___ RECORDS PROVIDED

PR #1380, opened 2026-06-10
docs(design): ADR-050 — system-services-monitor scope

dmvevents:
## Summary

Design doc only (PR 1 of 5 from the #891 split, requested by @XRFXLP): `docs/designs/050-system-services-monitor-scope.md` — ADR-050, the scope contract the implementation (#1382), CI (#1381), Helm chart (#1385), and demo (#1383) PRs build against. The ADR resolves the two architectural questions raised in #891 review: (1) PCIe / NVLink / clock-throttling signals stay in `gpu-health-monitor` via the existing `pydcgm` path (not reimplemented); (2) the monitor (renamed from fabric-manager-monitor to system-services-monitor) is scoped to non-DCGM host-service health — FM systemd state, responsiveness, fabric-state-stuck detection, and GPU service lifecycle — with the signal-ownership table and event taxonomy (FM_DOWN / FM_UNRESPONSIVE / FM_FLAPPING) in the doc.

## Type of Change
- [x] 📚 Documentation

## Component(s) Affected
- [x] Documentation/CI

## Testing
- [x] Tests pass locally (docs-only change; no code paths)
- [x] Manual testing completed (cross-references verified against `docs/designs/` numbering at head — 050 is the next free number)
- [x] No breaking changes (or documented)

## Checklist
- [x] Self-review completed
- [x] Documentation updated (if needed)
- [x] Ready for review

## Series (from the #891 split)
This PR (ADR-050) · #1382 (implementation + tests) · #1381 (CI matrices) · #1385 (Helm chart) · #1383 (demo). Open scope discussion: the DCGM-4.5.2 coverage question from @deesharma24 is answered in the comments below, including an offer to drop the now-DCGM-duplicated `fabric_state_check.py` from #1382.

## Summary by CodeRabbit

* **Documentation**
  * Documented node-local monitoring through NPD custom plugins and opt-in Kubernetes Operator Monitoring policies.
  * Defined monitoring for Fabric Manager liveness, flapping, installation presence, and configurable GPU-support services.
  * Added host-service and DaemonSet deployment requirements for flap-state storage, including permissions, atomic updates, and invalid-state handling.
  * Clarified bounded probe behavior, initial-status skipping, permanent-condition defaults, unknown-state handling, restart tracking, and recovery behavior.

PR #1381, opened 2026-06-10
ci: register system-services-monitor in build/lint/publish matrices

dmvevents:
## Summary

CI wiring for system-services-monitor (PR 3 of 5 from the #891 split; scope in ADR-050, #1380): a `container-build-test.yml` matrix row, a `lint-test.yml` registration, and a minimal `health-monitors/system-services-monitor/Makefile` so the implementation PR's (#1382) first CI run hits a real matrix entry instead of failing on a missing module.

## Type of Change
- [x] 🔨 Build/CI

## Component(s) Affected
- [x] Documentation/CI

## Testing
- [x] Tests pass locally
- [x] Manual testing completed (workflow YAML validated; Makefile targets runnable)
- [x] No breaking changes (or documented)

## Checklist
- [x] Self-review completed
- [x] Documentation updated (if needed)
- [x] Ready for review

## Open sequencing question for @XRFXLP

______

[TASK TO CARRY OUT] Keeping each line exactly as it is, retype all of the data.

[ANSWER TO THIS TASK]
PR #1380, opened 2026-06-10
docs(design): ADR-050 — system-services-monitor scope

dmvevents:
## Summary

Design doc only (PR 1 of 5 from the #891 split, requested by @XRFXLP): `docs/designs/050-system-services-monitor-scope.md` — ADR-050, the scope contract the implementation (#1382), CI (#1381), Helm chart (#1385), and demo (#1383) PRs build against. The ADR resolves the two architectural questions raised in #891 review: (1) PCIe / NVLink / clock-throttling signals stay in `gpu-health-monitor` via the existing `pydcgm` path (not reimplemented); (2) the monitor (renamed from fabric-manager-monitor to system-services-monitor) is scoped to non-DCGM host-service health — FM systemd state, responsiveness, fabric-state-stuck detection, and GPU service lifecycle — with the signal-ownership table and event taxonomy (FM_DOWN / FM_UNRESPONSIVE / FM_FLAPPING) in the doc.

## Type of Change
- [x] 📚 Documentation

## Component(s) Affected
- [x] Documentation/CI

## Testing
- [x] Tests pass locally (docs-only change; no code paths)
- [x] Manual testing completed (cross-references verified against `docs/designs/` numbering at head — 050 is the next free number)
- [x] No breaking changes (or documented)

## Checklist
- [x] Self-review completed
- [x] Documentation updated (if needed)
- [x] Ready for review

## Series (from the #891 split)
This PR (ADR-050) · #1382 (implementation + tests) · #1381 (CI matrices) · #1385 (Helm chart) · #1383 (demo). Open scope discussion: the DCGM-4.5.2 coverage question from @deesharma24 is answered in the comments below, including an offer to drop the now-DCGM-duplicated `fabric_state_check.py` from #1382.

## Summary by CodeRabbit

* **Documentation**
  * Documented node-local monitoring through NPD custom plugins and opt-in Kubernetes Operator Monitoring policies.
  * Defined monitoring for Fabric Manager liveness, flapping, installation presence, and configurable GPU-support services.
  * Added host-service and DaemonSet deployment requirements for flap-state storage, including permissions, atomic updates, and invalid-state handling.
  * Clarified bounded probe behavior, initial-status skipping, permanent-condition defaults, unknown-state handling, restart tracking, and recovery behavior.

PR #1381, opened 2026-06-10
ci: register system-services-monitor in build/lint/publish matrices

dmvevents:
## Summary

CI wiring for system-services-monitor (PR 3 of 5 from the #891 split; scope in ADR-050, #1380): a `container-build-test.yml` matrix row, a `lint-test.yml` registration, and a minimal `health-monitors/system-services-monitor/Makefile` so the implementation PR's (#1382) first CI run hits a real matrix entry instead of failing on a missing module.

## Type of Change
- [x] 🔨 Build/CI

## Component(s) Affected
- [x] Documentation/CI

## Testing
- [x] Tests pass locally
- [x] Manual testing completed (workflow YAML validated; Makefile targets runnable)
- [x] No breaking changes (or documented)

## Checklist
- [x] Self-review completed
- [x] Documentation updated (if needed)
- [x] Ready for review

## Open sequencing question for @XRFXLP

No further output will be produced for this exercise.